Gales to batter central areas on Thursday, after containers blown into Bluff harbour
Thursday, 16 May 2019
After gales blew shipping containers into Bluff Harbour on Wednesday, its the turn of central areas to take a battering on Thursday.
MetService is expecting the strongest winds on Thursday to be in the southeast of the North Island, with a warning they could reach 140kmh in Tararua during the morning. Winds were expected to ease slowly during the day in the south of the South Island.
Despite that winds could still be gale strength about the Southland and Otago coasts for a time on Thursday, getting to 90kmh in north Otago until evening.
In the afternoon strong or gale southerlies could get to 100kmh about Banks Peninsula, MetService said. In the high country westerlies could get to 120kmh in the morning. In Marlborough northwesterlies could reach 90kmh in exposed places in the morning, then in the late afternoon gusts could get to 100kmh about the coast as the wind turned southerly.

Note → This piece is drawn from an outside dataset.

PR #681, opened 2025-09-17
Gemma3 Update

ppetrovicTT:
- New version of Gemma3 supports multi-image prompts and works with uplifted vLLM.
- Add `MedGemma` model - same architecture as `Gemma3`, but trained on medical data.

READ MORE: Wild weather hits the south with 120kmh wind gusts and heavy rain
Winds are not expected to be as strong in Wellington, but the capital is still in line for strong southerlies - along with rain when the wind turns from strong northwesterlies to strong southerlies late in the day.
The southerly change will bring cooler, but not particularly cold temperatures, with a chance the snow level could briefly drop to 900 metres in much of the South Island, and to 700m in Fiordland.
Around 7am Thursday the main part of the southerly change was sitting in the lower South Island, MetService meteorologist Tui McInnes said. 'It gets more defined as we go into the afternoon and it moves into the Canterbury Plains.'
During the early morning the rain was also around Dunedin and north Otago. 'As it (the southerly change) develops this afternoon, it will get a rain band with it,' McInnes said. Areas from Canterbury northward would get a burst of rain with the change. That would include Wellington and the lower North Island into the night.
'Though it's a reasonable southerly change, it's not bringing temperatures down too much. Tomorrow will be a bit cooler in the lower North Island and maybe upper South Island.'
On Friday a northerly would be picking up again.
'We're back in that weather pattern where we keep getting these fronts coming through,' McInnes said.
'The top half of the North Island is a little bit protected by a ridge of high pressure sitting over the Tasman Sea.'
Wind gusts recorded recently included 196kmh at Cape Turnagain about 5pm on Wednesday, then 187kmh at the same place a few hours later.
At Centre Island in Foveaux Strait, gusts got to 152kmh on Wednesday afternoon, and were still over 130kmh on Thursday morning.